Edgerton Park Arena was an indoor arena in Rochester, New York. The building was originally constructed in 1892 as the drill hall for a training school for delinquent boys. When the school moved early in the 20th century, the building was turned into an indoor sports arena and exhibition hall. An artificial ice-making system was installed in 1935.

The first professional team to use the building was the Rochester Cardinals hockey team in 1935–36. The Cardinals played in the International Hockey League and were a farm team of the New York Americans of the National Hockey League. Rochester could have been a charter member of the International-American Hockey League which formed in the summer of 1936 upon the merger of the IHL and the Canadian-American Hockey Leagues. However, the Cardinals went into receivership before the end of the 1935–36 season and no suitable owner could be found to operate the team. Also, the arena sat only 3,500 for hockey and officials of the new league wanted a minimum capacity of 5,000. The City of Rochester, the arena's owners, refused to expand the building. This refusal to expand the building meant Rochester had to wait until the Community War Memorial Arena (now Blue Cross Arena at the War Memorial) opened in 1955 to join what by that point had become the American Hockey League. Rochester was awarded a new franchise in the American Hockey League in 1956 after Pittsburgh withdrew. The Rochester Americans began play in the 1956–57 season.

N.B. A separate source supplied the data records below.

PR #200, opened 2023-03-03
Expose console and API externally

### LINKED ISSUE #66: prod cluster API server needs to be externally accessible
Currently users would need to be on VPN in order to interact with the API server. For production we'll need to be able to access the API server from outside VPN using the `api.shift.nerc.mghpcc.org` address.

### LINKED ISSUE #67: prod cluster OpenShift console needs to be externally accessible
Users need to be able to access the OpenShift console externally. If we apply the external route label to the existing openshift-console route that would give us:

https://console-openshift-console.apps.shift.nerc.mghpcc.org

We might want to consider adding a custom route to the console to shorten this to just `https://shift.nerc.mghpcc.org`

larsks:
This commit includes several changes to make the OpenShift console and API
available externally (without VPN access). Broadly, there are

- Modify the cluster-ingress configuration to use externally visible
  hostnames for the console, downloads, and oauth services
- Add explicit external routes (i.e, routes with a label that matches
  our external ingress service) for these services
- Add a proxy to the OpenShift API, exposed with an external route

With these changes in place, it is possible to access the console from
outside the VPN. Some URLs (e.g., when using the "copy login command" menu
option) will still use the internal, vpn-only hostnames.

Closes ocp-on-nerc/operations#67
Closes ocp-on-nerc/operations#66

---
  - https://app.asana.com/0/0/1204165599358399

### DIFF
--- a/cluster-scope/overlays/nerc-ocp-prod/feature/external-console-access/api-proxy/deployment.yaml
+++ b/cluster-scope/overlays/nerc-ocp-prod/feature/external-console-access/api-proxy/deployment.yaml
@@ -1,0 +1,29 @@
+apiVersion: apps/v1
+kind: Deployment
+metadata:
+  name: api-proxy
+spec:
+  replicas: 3
+  template:
+    spec:
+      serviceAccountName: haproxy
+      containers:
+      - name: haproxy
+        image: docker.io/haproxy:lts
+        ports:
+        - containerPort: 8080
+          name: http
+        volumeMounts:
+          - name: haproxy-config
+            mountPath: /usr/local/etc/haproxy
+          - name: haproxy-state
+            mountPath: /var/lib/haproxy
+        securityContext:
+          allowPrivilegeEscalation: false
+          runAsUser: 0
+      volumes:
+        - name: haproxy-config
+          configMap:
+            name: haproxy-config
+        - name: haproxy-state
+          emptyDir: {}
--- a/cluster-scope/overlays/nerc-ocp-prod/feature/external-console-access/api-proxy/role.yaml
+++ b/cluster-scope/overlays/nerc-ocp-prod/feature/external-console-access/api-proxy/role.yaml
@@ -1,0 +1,13 @@
+apiVersion: rbac.authorization.k8s.io/v1
+kind: Role
+metadata:
+  name: haproxy-run-as-root
+rules:
+- apiGroups:
+  - security.openshift.io
+  resourceNames:
+  - anyuid
+  resources:
+  - securitycontextconstraints
+  verbs:
+  - use
--- a/cluster-scope/overlays/nerc-ocp-prod/feature/external-console-access/routes/api.yaml
+++ b/cluster-scope/overlays/nerc-ocp-prod/feature/external-console-access/routes/api.yaml
@@ -1,0 +1,17 @@
+apiVersion: route.openshift.io/v1
+kind: Route
+metadata:
+  name: api-external
+  namespace: openshift-kube-apiserver
+  labels:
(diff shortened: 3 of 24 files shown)


cluster-scope/overlays/nerc-ocp-prod/feature/external-console-access/api-proxy/deployment.yaml
```diff
@@ -0,0 +1,29 @@
...
+        - containerPort: 8080
+          name: http
+        volumeMounts:
+          - name: haproxy-config
+            mountPath: /usr/local/etc/haproxy
+          - name: haproxy-state
+            mountPath: /var/lib/haproxy
+        securityContext:
+          allowPrivilegeEscalation: false
+          runAsUser: 0
```
knikolla, line 23: Why does this need to run as root?

cluster-scope/overlays/nerc-ocp-prod/feature/external-console-access/api-proxy/role.yaml
```diff
@@ -0,0 +1,13 @@
+apiVersion: rbac.authorization.k8s.io/v1
+kind: Role
```
naved001, line 2: Didn't know what this role was doing, and after some looking around I landed here: 
https://docs.openshift.com/container-platform/4.10/authentication/managing-security-context-constraints.html#role-based-access-to-ssc_configuring-internal-oauth

Question: Can non-admins create a role like this in their namespace and run their containers as root?

cluster-scope/overlays/nerc-ocp-prod/feature/external-console-access/routes/api.yaml
```diff
@@ -0,0 +1,17 @@
+apiVersion: route.openshift.io/v1
+kind: Route
+metadata:
+  name: api-external
```
naved001, line 4: I am confused, there's a route (cluster-scope/overlays/nerc-ocp-prod/feature/external-console-access/api-proxy/route.yaml) with the same name but to the service `api-proxy`. This one is to `apiserver` Service. Both have the same host though `api.apps.shift.nerc.mghpcc.org`.

Additionally, this is not included in the kustomization file in this directory.

cluster-scope/overlays/nerc-ocp-prod/feature/external-console-access/api-proxy/deployment.yaml
larsks: When I wrote this, I assumed that haproxy's default behavior of start as root and then suid-ing to an unprivileged user was intrinsic to haproxy, but it turns out that removing the `user` and `group` directories is sufficient.

cluster-scope/overlays/nerc-ocp-prod/feature/external-console-access/api-proxy/role.yaml
larsks: @naved001 if someone tries to create a rolebinding that grants permissions they don't already have, it will fail with:

```
Error from server (Forbidden): error when creating ".": roles.rbac.authorization.k8s.io "allow-anyuid" is forbidden: user "testuser" (groups=["system:authenticated:oauth" "system:authenticated"]) is attempting to grant RBAC permissions not currently held:
{APIGroups:["security.openshift.io"], Resources:["securitycontextconstraints"], ResourceNames:["anyuid"], Verbs:["use"]}
Error from server (NotFound): error when creating ".": roles.rbac.authorization.k8s.io "allow-anyuid" not found
```

joachimweyl:
This was an example of one way to do this, we found a better way

PR #208, opened 2023-03-14
Patch nerc-secret-store in test cluster overlay

dystewart:
Patches the nerc-secret-store in the test cluster to use test cluster k8s auth method in vault

### DIFF
--- a/cluster-scope/overlays/nerc-ocp-test/feature/odf/kustomization.yaml
+++ b/cluster-scope/overlays/nerc-ocp-test/feature/odf/kustomization.yaml
@@ -15,3 +15,4 @@ resources:
 
 patches:
   - path: storageclasses/ocs-external-storagecluster-ceph-rbd_patch.yaml
+  - path: secretstores/secretstore-patch.yaml
--- a/cluster-scope/overlays/nerc-ocp-test/feature/odf/secretstores/secretstore-patch.yaml
+++ b/cluster-scope/overlays/nerc-ocp-test/feature/odf/secretstores/secretstore-patch.yaml
@@ -1,0 +1,10 @@
+apiVersion: external-secrets.io/v1beta1
+kind: SecretStore
+metadata:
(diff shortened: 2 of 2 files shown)


computate (approved):

computate (approved):

cluster-scope/overlays/nerc-ocp-test/feature/odf/components/nerc-secret-store/secretstore.yaml
larsks, line 1: To avoid confusion, I would avoid naming a directory "components" unless it actually contains Kustomize components (e.g., https://github.com/OCP-on-NERC/nerc-ocp-config/tree/main/cluster-scope/components).

larsks: Also, this should probably be consuming the `nerc-secret-store` component, and then just patch the `spec.provider.auth.kubernetes.mountPath` value, rather than replacing most of the resource:

```
patches:
  - patch: |
      apiVersion: external-secrets.io/v1beta1
      kind: SecretStore
      metadata:
        name: nerc-secret-store
      spec:
        provider:
          vault:
            auth:
              kubernetes:
                mountPath: kubernetes/nerc-ocp-test
```

(You could of course put this in a file instead of including it inline -- the salient change is that we're just patching the specific value that needs to be updated.)

larsks (changes requested):

cluster-scope/overlays/nerc-ocp-test/feature/odf/components/nerc-secret-store/secretstore.yaml
dystewart: @larsks In the interest of keeping the overlay as clean as possible added the streamlined patch via a file

larsks (approved):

Edgerton Park Arena was the primary home of the NBA's Rochester Royals from 1945 to 1955.  The Royals moved into the new Rochester Community War Memorial for the 1955–56 NBA season. But because of periodic scheduling conflicts and the two-month-long 1956 American Bowling Congress Finals scheduled for the War Memorial, the Royals returned to the Arena to play several games during the 1955–56 season. It also hosted performances by the Glenn Miller Orchestra and cowboy star Gene Autry in the 1940s. The arena held 4,200 people for basketball. The building's last user, the Monroe County Fair, moved to what is now The Dome Center in Henrietta in 1957; the building was demolished shortly thereafter. The space is now the site of baseball fields behind the Rochester International Academy; the western wall of the building ran along what is now the far diamond's right field line, parallel to RIA's western wall. 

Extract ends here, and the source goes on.